Bradley-Terry model proposed for fairer ranking of recommendation algorithms across dataset types
A new arXiv preprint introduces a Bradley-Terry (BT) model-based methodology for ranking recommendation algorithms in a way that accounts for dataset characteristics such as sparsity, sequential structure, and scale. The authors argue that naive metric aggregation (e.g., averaging NDCG) produces misleading rankings and propose BT trees and covariate-extended BT models as alternatives. The framework also enables ranking predictions on unseen datasets without running the models, and includes a new metric for ranking consistency.
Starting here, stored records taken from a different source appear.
PR #662, opened 2018-09-12
plugin-api: fix coding style errors

tswhison:


tswhison:
I've got the style checkers passing now, it's just that the tools are failing to build (for known reasons).

PR #1240, opened 2019-04-11
Enable pinning of pages that are mapped read-only.

michael-adler:
Without this, pages that are mapped read-only can not be pinned. This change, along with a kernel update, adds the ability to pin read-only pages.

Default behavior is unchanged. This patch, when run against an old kernel, will return an error from the pinning ioctl -- the same as before.


libopae/plugins/xfpga/buffer.c
```diff
@@ -158,6 +159,9 @@ fpga_result __FPGA_API__ xfpga_fpgaPrepareBuffer(fpga_handle handle, uint64_t le
 	bool preallocated = (flags & FPGA_BUF_PREALLOCATED);
 	bool quiet = (flags & FPGA_BUF_QUIET);
 
+	bool read_only = (flags & FPGA_BUF_READ_ONLY);
+	uint32_t map_flags = (read_only ? FPGA_DMA_TO_DEV : 0);
+
```
tswhison: I wonder whether we should prevent FPGA_BUF_PREALLOCATED | FPGA_BUF_READ_ONLY ?  Or, is there checking being done in the kernel that would prevent this sort of error?  I'm concerned about someone attempting to pass a pre-allocated buffer that is actually r/w.

michael-adler: I don't think so. A preallocated page (one managed by the application) can certainly be read-only. Imagine I've mapped a file read-only and want the FPGA to scan it.

Even a page that is writeable by the CPU may reasonably be mapped read-only by the FPGA if you want to protect it from FPGA-side writes. The flag causes the driver to configure the IOMMU protection.

PR #1243, opened 2019-04-17
VC: Address fpgad leaks in tests

tswhison:
* fpgad: fix mem leak for invalid GBS test
* Fixed uninitialized value in fpgad test.


tswhison:

PR #1244, opened 2019-04-18
libbitstream: remove fall-through switch case

tswhison:
Newer versions of gcc flag fall-through switch cases as warnings,
which become build errors, because we're using -Werror.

Q-target framework unifies supervised fine-tuning variants through target distribution design
A new arXiv preprint reframes supervised fine-tuning (SFT) as a problem of target distribution design rather than loss objective selection, introducing the Q-target framework that decomposes SFT supervision into two explicit choices: reliance on the observed token and allocation of remaining probability mass. The authors show that many existing SFT variants can be understood as implicit choices of this target distribution. They propose Target-SFT, which constructs training objectives directly from the desired target distribution, and report consistent improvements across ten reasoning dataset-model settings. The work offers a unifying theoretical lens and opens a broader design space for SFT objectives.
Tracking Behavioral Trajectories of Adapting Agents via Trait Vectors in Embedding Space
This paper introduces a methodology for measuring behavioral traits of AI agents by defining traits as directions in the embedding space of a text embedding model, trained on labeled diffs of agent skill/memory/configuration files. A linear model achieves 91.2% sign classification accuracy and Spearman ρ=0.82 on detecting propensity to seek sensitive data across 68 labeled skill diff pairs. The framework extends to an agent-to-agent evaluation protocol where one agent can assess another's skill file updates through a trusted intermediary, enabling ongoing behavioral monitoring of self-modifying agents.
Shipping a Trillion Parameters With a Hub Bucket: Delta Weight Sync in TRL
Hugging Face introduces Delta Weight Sync in TRL, a technique for efficiently synchronizing model weight updates during large-scale training by transmitting only the delta (difference) between checkpoints rather than full parameter snapshots. The approach targets trillion-parameter training regimes where checkpoint bandwidth is a significant bottleneck. The post describes integration with the Hugging Face Hub as a storage and distribution layer for these delta updates.
HullFT: Efficient Test-Time Finetuning of LLMs via Convex Reconstruction and Gradient Caching
HullFT is a new method for test-time finetuning (TTFT) of language models that addresses the dual bottlenecks of retrieval quality and per-query finetuning cost. It represents query embeddings as sparse convex combinations of training sequences using Frank-Wolfe optimization, yielding diverse and relevant support sets without expensive diversity-aware search. A geometric integerization step converts fractional weights into integer multiplicities, enabling a Gradient Reuse scheme that amortizes forward-backward computation across repeated examples. Experiments show improved quality-efficiency tradeoffs over prior TTFT methods, measured in bits-per-byte at lower total runtime.